Kevin’s Status Report for 2/15

Our group met up to finalize the design and work on the presentation. I helped outline how each individual component will interact in the system. Furthermore, I helped with making several slides in our presentation, as did the rest of my team.

I contributed towards finding specific components for our project. Firstly, I researched our UWB positioning tags/anchors, and helped find the DWM1001C board, which is what we plan on using for the UWB tags/anchors. I liked this board because not only does it provide precise distance measurements that satisfy our design requirements, but the bluetooth feature could streamline the communication process to our central processor.

I also proposed using a Raspberry Pi 4 as our processing unit on the wearable, and ensured compatibility with our haptic motors and UWB tag, which use I2C, SPI, and UART. Furthermore, I found the Open3D library which should enable us to take advantage of our stereo camera’s 3D capabilities.

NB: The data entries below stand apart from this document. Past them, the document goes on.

PR #55, opened 2023-06-28
feat: Pack Talos decision metrics into structure. Add binary to print metrics using kafka message as source.

fmarek-kindred:
1. As noted in previous PR, introducing metrics structure in Talos DecisionMessage.
2. Use that data to print CSV histogram (new  binary created)

### DIFF
--- a/packages/cohort/src/metrics.rs
+++ b/packages/cohort/src/metrics.rs
@@ -1,5 +1,7 @@
 use std::{collections::HashMap, time::Duration};
 
+use metrics::model::MinMax;
+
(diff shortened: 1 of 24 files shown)


packages/cohort/src/metrics.rs
```diff
@@ -36,56 +38,6 @@ impl Default for TxExecSpans {
     }
 }
 
-#[derive(Debug, Clone)]
-pub struct MinMax {
```
fmarek-kindred, line 40: Moved to packages/metrics

gk-kindred (approved):

PR #56, opened 2023-06-30
refactor: Change bank_account DB schema to store attributes as separate columns

fmarek-kindred:
- Change DB schema
- Add flag to suppress metrics printing
- Remove unused deposit and withdraw actions. Keep only transfer.


packages/cohort/src/model/json/bank_account_deserialize.rs
gk-kindred, line 1: This custom deserialialize file is not really needed anymore. Just use the `serder(Serailize,Deserialize)` against the struct

packages/cohort/src/model/json/bank_account_serialize.rs
gk-kindred, line 1: As mentioned for deserialize

packages/cohort/src/bin/sql/V1__create_tables.sql
```diff
@@ -1,10 +1,11 @@
 CREATE TABLE IF NOT EXISTS bank_accounts (
-    "number"    VARCHAR(255) PRIMARY KEY,
-    "data"      JSONB NOT NULL
+    "number"    VARCHAR(20) PRIMARY KEY,
+    "name"      VARCHAR(20) NOT NULL,
+    "amount"    VARCHAR(20) NOT NULL,
```
gk-kindred, line 4: why use `VARCHAR` for amount instead of `DECIMAL`

packages/cohort/src/state/postgres/data_store.rs
```diff
@@ -78,7 +83,16 @@ impl DataStore {
     }
 
     pub fn account_from_row(row: &Row) -> BankAccount {
-        row.get::<&str, Json<BankAccount>>("data").0
+        BankAccount {
+            name: row.get::<&str, String>("name"),
+            number: row.get::<&str, String>("number"),
+            version: row.get::<&str, i64>("version") as u64,
+            balance: Money::from_str(
+                row.get::<&str, String>("amount").as_str(),
```
gk-kindred, line 91: `rusty_money` package we use stores the amount as `Decimal`. 

image

And if we use `bank_accounts.balance` as `DECIMAL` instead of `VARCHAR`, we could use `Money::from_decimal` instead of `Money::from_str. Which is way  simpler and less over head. 

Code of `Money::from_str`
image


vs Code from `Money::from_decimal`
image

gk-kindred (commented):
Nice one! Have few comments, please have a look

packages/cohort/src/state/postgres/data_store.rs
fmarek-kindred: This is good, but we need to have Decimal instance to use "Money::from_decimal" :)

packages/cohort/src/model/json/bank_account_deserialize.rs
fmarek-kindred: It was needed for Money type,  but now I removed money and serialisation.

gk-kindred (approved):
Thanks for updating the PR

PR #57, opened 2023-07-03
feat: replicator 1 generate statemaps batch when decision is received

gk-kindred:
Improved the algorithm and the frequency at which the statemaps are send to installer.

This doesn't have metrics, but will be added in subsequent PRs.

### DIFF
--- a/packages/cohort/src/replicator/services/statemap_installer_service.rs
+++ b/packages/cohort/src/replicator/services/statemap_installer_service.rs
@@ -6,7 +6,7 @@ use log::{debug, info};
 use tokio::sync::mpsc;
 
 pub async fn installer_service<T>(
-    mut statemaps_rx: mpsc::Receiver<(Vec<StatemapItem>, Option<u64>)>,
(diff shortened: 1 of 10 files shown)


packages/cohort/src/replicator/services/statemap_installer_service.rs
```diff
@@ -16,19 +16,18 @@ where
...
-                        .unwrap();
+        if let Some(batch) = statemaps_rx.recv().await {
+            for (ver, statemap_batch) in batch {
+                debug!("[Statemap Installer Service] Received statemap batch ={statemap_batch:?} and version={ver:?}");
+                match statemap_installer.install(statemap_batch, Some(ver)).await {
+                    Ok(true) => {
+                        replicator_tx.send(ReplicatorChannel::InstallationSuccess(vec![ver])).await.unwrap();
+                    }
+                    Ok(false) => {
+                        // Do nothing if result is false.
```
fmarek-kindred, line 27: In what cases we have Ok(false) rather than Err(...) ?

fmarek-kindred (approved):
It would be good if together with this PR we get rid of replicator2 package.

PR #58, opened 2023-07-05
feat: improve commit frequency and strategy for replicator and certifier

gk-kindred:


packages/cohort/src/replicator/core.rs
```diff
@@ -182,4 +182,15 @@ where
         }
         statemaps_batch
     }
+
+    pub(crate) async fn commit_till_last_installed(&mut self) {
+        if self.last_installing > 0 {
+            if let Some(last_installed) = self.suffix.get_last_installed(Some(self.last_installing)) {
```
fmarek-kindred, line 188: minor: `Some` as param reads a bit strange here.

packages/cohort/src/replicator/services/replicator_service.rs
```diff
@@ -20,6 +20,7 @@ where
     M: MessageReciever<Message = ChannelMessage> + Send + Sync,
 {
     info!("Starting Replicator Service.... ");
+    let mut interval = tokio::time::interval(Duration::from_millis(10_000));
```
fmarek-kindred, line 23: Consider extracting into configuration property

packages/cohort/src/replicator2/cohort_replicator.rs
```diff
@@ -77,7 +77,7 @@ where
 
     pub async fn commit(&mut self) {
         if let Some(offset) = self.suffix.find_commit_offset(self.latest_in_flight) {
-            if let Err(error) = self.receiver.commit(offset).await {
+            if let Err(error) = self.receiver.commit().await {
```
fmarek-kindred, line 80: It looks like we are extracting offset from suffix into Some(offset) but then calling receiver.commit() without params. Is this intentional?

fmarek-kindred (approved):

packages/cohort/src/replicator2/cohort_replicator.rs
gk-kindred: Yes this is fine, as at the time of commit we were always using the one stored on `tpl (topic partition list)`

packages/cohort/src/replicator/services/replicator_service.rs
gk-kindred: I will update this in the new PR I am working on parallel installs, as I need to add few more environment variables in that PR. Will do it in one go.

PR #65, opened 2023-08-04
feat: Introduce opentel metrics to cohort sdk and banking example.

fmarek-kindred:


packages/metrics/src/opentel/global.rs
```diff
@@ -0,0 +1,120 @@
+use core::fmt;
```
gk-kindred, line 1: I understand why you did this, it was to pass only a reference of `meter_provider (MeterProvider)` so that you could use the `meter_provider` later to flush the last remaining metrics before exiting the app.

Although I understand the problem, I would highly recommend against keeping a custom version of the `opentelemetry::global`. Even more because we are creating a library and not an app.

This brings us the unneccessary dependency when something changes with future versions of this `global` in the official library, we have to sync it here. 

There was never needed actually, because if you look at the `MeterProvider` 

image

The properties in `MeterProvider` are `Arc`. So all you had to do is just clone the `meter_provider` in your code, before passing to the global. Because the properties in both the clones point to the same inner items. 

image

image

Here is a snippet to prove they point to the same thing
https://play.rust-lang.org/?version=stable&mode=debug&edition=2018&gist=ba9c6dd2e79a52758d3ed9826bc6fbb6

fmarek-kindred: > This brings us the unneccessary dependency when something changes with future versions of this global in the official library, we have to sync it here.

Can you please explain what dependency on global do we have? As far as I can see this is only related to original opentel through MeterProvider trait via official open tel api (look at the imports section at the top of the file).  If they change their global, then it will not affect us. 

Treat it as our version of global :) The useful part here is that we can store anything. MeterProvider is one example, the scaling factors is another. Happy to remove MeterProvider from here and apply cloning, your example suggests that it will work. But then we will end up with - for MP we use original global, for scaling - this one. Is it not better to use one for both purposes?

gk-kindred: Sorry I have to disagree again with regards to the scaling factor. I assumed the `static GLOBAL_SCALING_FACTOR` variable was available in the `opentelemetry_api::global` package as well and didn't realise that you had introduced this new variable.

I would discourage introducing a global variable just because that is more convenient. I haven't looked too much it depth, but I feel there must be better alternatives. 

- Why not set the scaling factor in a Hashmap, and use an `Arc` and pass it along to where it is required? 
     - I don't see the value of having it as a global variable rather than the convenience to access it.
  
Actually as I look deeper into the code, I would probably not recommend that as well. We know the metrics we are capturing in `cohort-sdk`. So why not let `cohort-sdk` accept the scaling factor as an input `hashmap` when it is created? Probably this would allow us to avoid using `global` altogether in the sdk? 

Why i disagree on the usage of `global`  in the current approach is because `cohort-sdk` which is a library is sharing a global variable with the binary `cohort_banking_with_sdk`, which I think isn't right

packages/metrics/Cargo.toml
```diff
@@ -5,4 +5,16 @@ edition = "2021"
 
 [dependencies]
 
-time = { version = "0.3.17" }
\ No newline at end of file
+once_cell =                 { version = "1.18.0"}
```
gk-kindred, line 8: This is not required any more, could you remove it?

packages/examples_support/src/load_generator/generator.rs
```diff
@@ -93,6 +94,8 @@ impl ControlledRateLoadGenerator {
             }
         }
 
+        tx_output.close();
```
gk-kindred, line 97: 👍

gk-kindred: Still a bit confused as to why `drop` was not working while exiting the generator. But if explicit `close` is working that should be good. 

image

packages/talos_agent/src/agent/state_manager.rs
```diff
@@ -180,6 +180,16 @@ impl<TSignalTx: Sender<Data = Signal> + 'static> StateManager<TSignalTx> {
                 decision: message.decision.clone(),
                 version: message.version,
                 safepoint: message.safepoint,
+                conflict: match message.conflicts {
```
gk-kindred, line 183: With the last PR that I merged yesterday, the certifier will only pass the conflict version under a property called `conflict_version`. Could you sync that change here?

packages/talos_agent/src/messaging/api.rs
```diff
@@ -67,9 +76,8 @@ pub struct DecisionMessage {
     #[serde(skip_deserializing)]
     pub suffix_start: u64,
     pub version: u64,
-    #[serde(skip_serializing_if = "Option::is_none")]
     pub safepoint: Option<u64>,
-    #[serde(skip_serializing_if = "Option::is_none")]
+    pub conflicts: Option<Vec<ConflictMessage>>,
```
gk-kindred, line 80: I have updated this on `certifier` end to pass `conflict_version: Option<u64>`. Could you sync that here?

packages/cohort_sdk/Cargo.toml
```diff
@@ -9,18 +9,17 @@ async-trait = { workspace = true }
...
 rdkafka-sys = { version = "4.3.0" }
 serde = { workspace = true }
 serde_json = { workspace = true }
 strum = { version = "0.25", features = ["derive"] }
+metrics = { path = "../metrics" }
 talos_agent = { path = "../talos_agent" }
-talos_suffix = { path = "../talos_suffix" }
-# talos_cohort_replicator =          { path = "../talos_cohort_replicator" }
 talos_certifier = { path = "../talos_certifier" }
 talos_certifier_adapters = { path = "../talos_certifier_adapters" }
```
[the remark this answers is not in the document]
fmarek-kindred: Oh, I missed as well. Well spotted

packages/examples_support/src/load_generator/generator.rs
fmarek-kindred: Because its arc'ed?

gk-kindred: I did check that during the review, Arc should drop the inner value if the reference count goes to 0. 

And in our use case, we don't clone it. So the reference count is 1 which on exiting will become 0, and therefore drop the inner value.

image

I think our progress is on track, as we have a pretty good picture of what components/tools we will use, and how they will all fit together. We have begun ordering parts, which we want to begin testing in the next week.

Specifically, I want to play around with our UWB anchors just to see how it works. I want to be able to at least begin collecting data metrics, and see what kind of interfaces it has so we can think about sending data to our Jetson. I would like to do the same with our camera as well. Basically, I want to confirm that the tools we ordered will behave in the way we expect them to, and are compatible with the rest of our system.